In the records below, find every line with the word "calls" and copy it.

--- --- ---

PR #1301, opened 2016-12-22
loader: guard gcc feature appropriately

fjhenigman:
Macro __GNUC__ should be used to guard gcc-specific code.
Also exclude clang because though it defines __GNUC__ it doesn't accept
this particular gcc feature.


MarkY-LunarG:
Tweaked commit message to fit within length.  But commited with 51b57689ecd37660f8bf875d8e8a192a12080f2f.

PR #1308, opened 2016-12-23
loader: make one variable plural and clean up a comment’s wrapping

mikejurka:


MarkY-LunarG:
Commit message first line should be less than 50 characters.  I think the next lines can be 70.  I'll merge it once you clean up the commit, perhaps something like:
```
   loader: clean up comment and variable

   Make one variable's name plural to clarify that it contains more than one
   layer.  Also, clean up a comment that wrapped prematurely to the next line.
```

I don't know if I can change the merge request titles from inside GitHub which is why I'm requesting you do it.  If it's too much, I can change it next week.

mikejurka:
Pushed a new commit with updated commit message.

MarkY-LunarG:
Thanks for cleaning it up!

PR #1320, opened 2016-12-28
tests:Clean up memory on early exit

tobine:
TestAliasedMemoryTracking has an early exit case that was failing to
free allocated memory. This was leading to a fail on some platforms.


tobine:
This was still failing on some platforms so force pushed CL with a couple more tweaks that now has this passing on our farm.

PR #1326, opened 2016-12-29
Move struct_size_helper files to use vk.xml-based codegen

mark-lunarg:
Added option-blocks for the two files, added codegen source to the existing helper-file-generator, removed references to the old codegen/source.

Safe_struct is next (and last!).


mark-lunarg:
@cnorthrop, these files are only really used in the VulkanTools repo, and it looks like there is a post-build step to copy them (though they were built as a side-effect) -- can you double-check the android-build changes with that in mind?

tobine:
I ran it on our LVL farm and it looks good. Didn't check VulkanTools android.

mark-lunarg:
Pushed to Master.

Issue #950, opened 2016-09-18
tests: Consider removing implicit BeginRenderPass on BeginCommandBuffer


chrisforbes:
This happens if the right set of initialization has happened, and doesn't otherwise. Some tests explicitly call EndRenderPass immediately after, since they need the state but don't want the render pass instance.

It would be clearer to just explicitly begin the renderpass.

lentinem:
Can you elaborate on this? End cannot be called if Begin is not called.

tobine:
@lentinem this is a suggestion for improving the validation test framework. Currently in the test framework if you call BeginCommandBuffer() it creates an implicit renderpass. @chrisforbes is suggesting that the framework stop doing that.

Tony-LunarG:
Fixed with 7dc45c3

PR #1329, opened 2017-01-02
Fix GH #950 Make explicit calls to vkCmdBeginRenderPass

Tony-LunarG:
Get rid of the BeginCommandBuffer function whose side effect
can be to call vkCmdBeginRenderPass and make the calls directly
from the tests.  Make the analgous changes for ending command
buffers and renderpasses.

Also gets rid of a couple of unexpected errors.


tests/layer_validation_tests.cpp
```diff
@@ -502,7 +469,10 @@ void VkLayerTest::VKTriangleTest(const char *vertShaderText, const char *fragSha
     descriptorSet.AppendBuffer(VK_DESCRIPTOR_TYPE_UNIFORM_BUFFER, constantBuffer);
 
     ASSERT_NO_FATAL_FAILURE(InitRenderTarget());
-    ASSERT_VK_SUCCESS(BeginCommandBuffer());
+    m_commandBuffer->BeginCommandBuffer();
+    if (m_renderPass) {
```
chrisforbes: VKTriangleTest is /always/ going to have a renderpass, isn't it?

Tony-LunarG:
Committed to master

PR #1332, opened 2017-01-03
Update Android travis

cnorthrop:
Changes to improve build testing, mostly targeting Android:
- Move to earliest Android version that supports Vulkan (23)
- Switch to latest NDK
- Cache external build directories.  This improves build time from ~20 minutes to ~5 minutes.
- Return early is any test fails


cnorthrop:
cherry-picked to master - Thanks!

--- --- ---

> _Result of this task_
Fix GH #950 Make explicit calls to vkCmdBeginRenderPass
can be to call vkCmdBeginRenderPass and make the calls directly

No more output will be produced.